リーグ2制覇達成から、2年連続5位に沈んだ東京ヤクルトスワローズ。怪我人は絶えず、投打ともに大不調にあえぎ、指揮官髙津監督も大いに苦しむこととなった。
今シーズン「捲土重来」というスローガンを掲げた髙津監督は、どんなビジョンでチーム再建を図るのか。本連載では、今年もインタビュアーに長谷川晶一氏を迎え、復活にかける髙津監督のマネジメント術をお届けしていく。
(インタビュアー:長谷川晶一)
――開幕から1カ月が経過しました。ここまでの戦いを振り返ってください。
髙津 「毎日難しい戦いが続いているな」というのが実感です。開幕3連敗から始まって、5連敗もあり、なかなか事態が好転しない……。そんな思いですね。

――開幕時点ですでに主力級の故障者が続出しました。それでも、一つの目安として「四番の村上宗隆が戻ってくれば……」という思いもあったと思います。しかし、4月17日の阪神タイガース戦での復帰後すぐに、負傷箇所の再発で登録抹消となりました。監督にとって、さらにプランニングの軌道修正を余儀なくされる事態となっているのではないですか?
髙津 どの選手が欠けてももちろん戦力ダウンとなって痛いです。負傷者の回復状況を見ながら、「今度、この選手が復帰したらこうしたい」とか、「欠けていたこのポイントがプラスになっていくんじゃないか」という青写真を描いています。当然、村上に関してもそうだったけど、これは非常に厳しい状況です。いや、「厳しい、しんどい」って言ってもしょうがないんだけども、現実は嘘をつかないので、厳しいのは確かです。どう考えても、彼の代わりはいないですよね。村上ほどの大きな穴を埋めるのは非常に難しいと思っています。
――そうした非常に難しい状況に立たされている中で、それでも今日も明日も試合がある。こんな状況下では、どういう心持ちでチームマネジメントされているんですか。
髙津 うーん、どんなときもそうだけど、常に「何かいい方法はないか?」と思っていろいろ考えますよ。それは作戦にしても、編成にしても、起用法にしてもそうです。「これが正解か、いやこっちの方がいいんじゃないか」というのは朝起きたときから寝るまで、もちろん試合中もずっとそんなことばかりを考えていますね。試合が終わっても、寝る直前まで、いや、夜中に目が覚めてもそんな感じのことばっかり考えていますね。
――それは、チーム自体がなかなか波に乗り切れていないからですか? チーム状況がいいときは安眠できるものなのですか?
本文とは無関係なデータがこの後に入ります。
PR #1772, opened 2025-05-09
Don't generate a source bundle with only an about.html

merks:


merks:
The source bundle contains only an about.html so effectively empty/useless.

image

merks:
Actually I'm not really sure this is the right way. 

Other places seem to set the property to not generate, but even that seems insufficient and so there also appears to be a need to configure the pom.xml to exclude it:

image

I.e., it appears to be necessary to add `org.eclipse.core.filesystem.linux.aarch64` to the pom configuration.

merks:
This is related:

https://github.com/eclipse-platform/eclipse.platform.releng.aggregator/pull/3038

For the record, these are all bundles that I noticed have source bundle that don't actually contain any useful sources:
```
pde/org.eclipse.pde/3.13.3100/org.eclipse.pde-3.13.3100.jar
platform/org.eclipse.core.filesystem.linux.aarch64/1.4.200/org.eclipse.core.filesystem.linux.aarch64-1.4.200.jar
platform/org.eclipse.equinox.console.jaas.fragment/1.2.0/org.eclipse.equinox.console.jaas.fragment-1.2.0.jar
platform/org.eclipse.osgi.util/3.7.300/org.eclipse.osgi.util-3.7.300.jar
platform/org.eclipse.swt.tools.base/3.107.700/org.eclipse.swt.tools.base-3.107.700.jar
platform/org.eclipse.ui.themes/1.2.2700/org.eclipse.ui.themes-1.2.2700.jar
```

mickaelistria:
Could Tycho be made smarter and not generate source bundles if it identifies no .class file was generated?

laeubi:
> Could Tycho be made smarter and not generate source bundles if it identifies no .class file was generated?

A bundles does not need to contain classes to have sources, e.g. html, images, ... so its a bit a matter of definition and in the past some checks in platform even complained when there is no source bundle at all.

I think instead of trying to be smart, it would be easier to add a `skip` option to https://tycho.eclipseprojects.io/doc/latest/tycho-source-plugin/plugin-source-mojo.html that the can be set in the build.properties with pomless options.

The second part is about source *features* what will exclude it from the feature, but as we use `includeAllSources` since a while it is mostly irrelevant for inclusion of such things.

laeubi:
If i where to solve it I would go to [OsgiSourceMojo](https://github.com/eclipse-tycho/tycho/blob/main/tycho-source-plugin/src/main/java/org/eclipse/tycho/source/OsgiSourceMojo.java) and add a new `@Parameter` with name `skip` and property `tycho-plugin-source.skip`, then one can add `pom.model.property.tycho-plugin-source.skip=true` to any `build.properties` file and the generation would be skipped.

laeubi:
@stephan-herrmann thanks for the hints, I finally sorted it out, it was the other way round than I initially thought.

Because the about to compiled names *are set* the compiler ignores to lookup these types from the compiled binary locations! So what was needed instead is to limit the names to the types currently compiled for the current target level!

Now your provided testcase passes without a problem!

HannesWell:
> If i where to solve it I would go to [OsgiSourceMojo](https://github.com/eclipse-tycho/tycho/blob/main/tycho-source-plugin/src/main/java/org/eclipse/tycho/source/OsgiSourceMojo.java) and add a new `@Parameter` with name `skip` and property `tycho-plugin-source.skip`

Created a corresponding PR at
- https://github.com/eclipse-tycho/tycho/pull/4976

HannesWell:
> > If i where to solve it I would go to [OsgiSourceMojo](https://github.com/eclipse-tycho/tycho/blob/main/tycho-source-plugin/src/main/java/org/eclipse/tycho/source/OsgiSourceMojo.java) and add a new `@Parameter` with name `skip` and property `tycho-plugin-source.skip`
> 
> Created a corresponding PR at
> 
>     * [Add flag to skip execution of tycho-source-plugin eclipse-tycho/tycho#4976](https://github.com/eclipse-tycho/tycho/pull/4976)

@merks the required change in Tycho is now available, also as backport to Tycho 4.0.13-SNAPSHOT.

merks:
The build seems to hang with this failure which looks unrelated to this change.
```
 Results:
Failures: 
  UpdateUnitVersionsCommandTests.testVersionSort:55->confirmVersionUpdates:93 ID: org.eclipse.fake.3 has the incorrect version. updatedText=<target>
<locations>
<location>
<unit id="org.eclipse.fake.1" version="0.0.0"/>
<unit id="org.eclipse.fake.2" version="0.0.0"/>
<unit id="org.eclipse.fake.3" version="0.0.0"/>
<unit id="org.eclipse.fake.4" version="0.0.0"/>
<unit id="org.eclipse.fake.5" version="0.0.0"/>
<unit id="org.eclipse.fake.6" version="0.0.0"/>
<unit id="org.eclipse.fake.7" version="0.0.0"/>
<repository location="bundleentry://358.fwk1077351082/testing-files/testing-sites/MultipleUnitsConfirmSorting/"/>
</location>
</locations>
</target> expected:<[1.1.2]> but was:<[0.0.0]>
Tests run: 29, Failures: 1, Errors: 0, Skipped: 0
```

@HannesWell  @laeubi 

Is this the change you are expecting?

I see this in the log
```
07:16:03  [INFO] --- tycho-source:4.0.13-SNAPSHOT:plugin-source (plugin-source) @ eclipse.pde ---
07:16:03  [INFO] 
07:16:03  [INFO] --- javadoc:3.11.2:jar (attach-javadocs) @ eclipse.pde ---
07:16:03  [INFO] Not executing Javadoc as the project is not a Java classpath-capable package
07:16:03  [INFO] 
```
Does that tell us anything useful?

I think not because in https://ci.eclipse.org/pde/job/eclipse.pde/job/PR-1772/lastSuccessfulBuild/artifact/repository/target/repository/plugins/ I see this

image

What might I be doing incorrectly?

ui/org.eclipse.pde/build.properties
```diff
@@ -24,3 +24,4 @@ bin.includes = plugin.properties,\
                eclipse32.png,\
                images/
 src.includes = about.html
+pom.model.property.tycho.plugin.source.skip = true
```
laeubi, line 27:
```suggestion
pom.model.property.tycho.source.skip = true
```

merks:
It's still there:  😱 

image

merks:
Still there:

image

But now I realize this thing has a pom and I bet the property only works on a pomless bundle and here I need to configure this in the pom.xml.  Or?  How best to do that?

HannesWell:
> Yes if there is a pom (didn't realized that) you need to configure it in the pom in the build section.

Wouldn't it be sufficient to define it as property in the properties section? I.e.
```
  <properties>
    <tycho.source.skip>true</tycho.source.skip>
  </properties>
```

merks:
It's really gone this time:

image

merks:
To make sure this doesn't cause downstream problems and correctly produces the expect result in the final p2 repository I kicked off this I-build:

https://ci.eclipse.org/releng/job/Builds/job/I-build-4.36/60/

Then I can apply this solution to the other bundle mentioned in https://github.com/eclipse-pde/eclipse.pde/pull/1772#issuecomment-2866481730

髙津 チーム状況に関係なく、監督というものは普段からいろいろ考えてあまり寝られないものだと思いますよ。ただ、もちろん調子がいいときは、少々寝られなくても元気だし、「少しぐらい寝なくてもいいかな」と思うときもあります。ただ、やっぱり調子が悪いときはなかなか寝付けないし、「寝てる時間があったら何かやらなきゃいけないんじゃないかな」って思うことも多いですね。例えば睡眠時間が5~6時間あったとしても、その内容は全然違うのかなって気がします。睡眠の話でいいですか(笑)。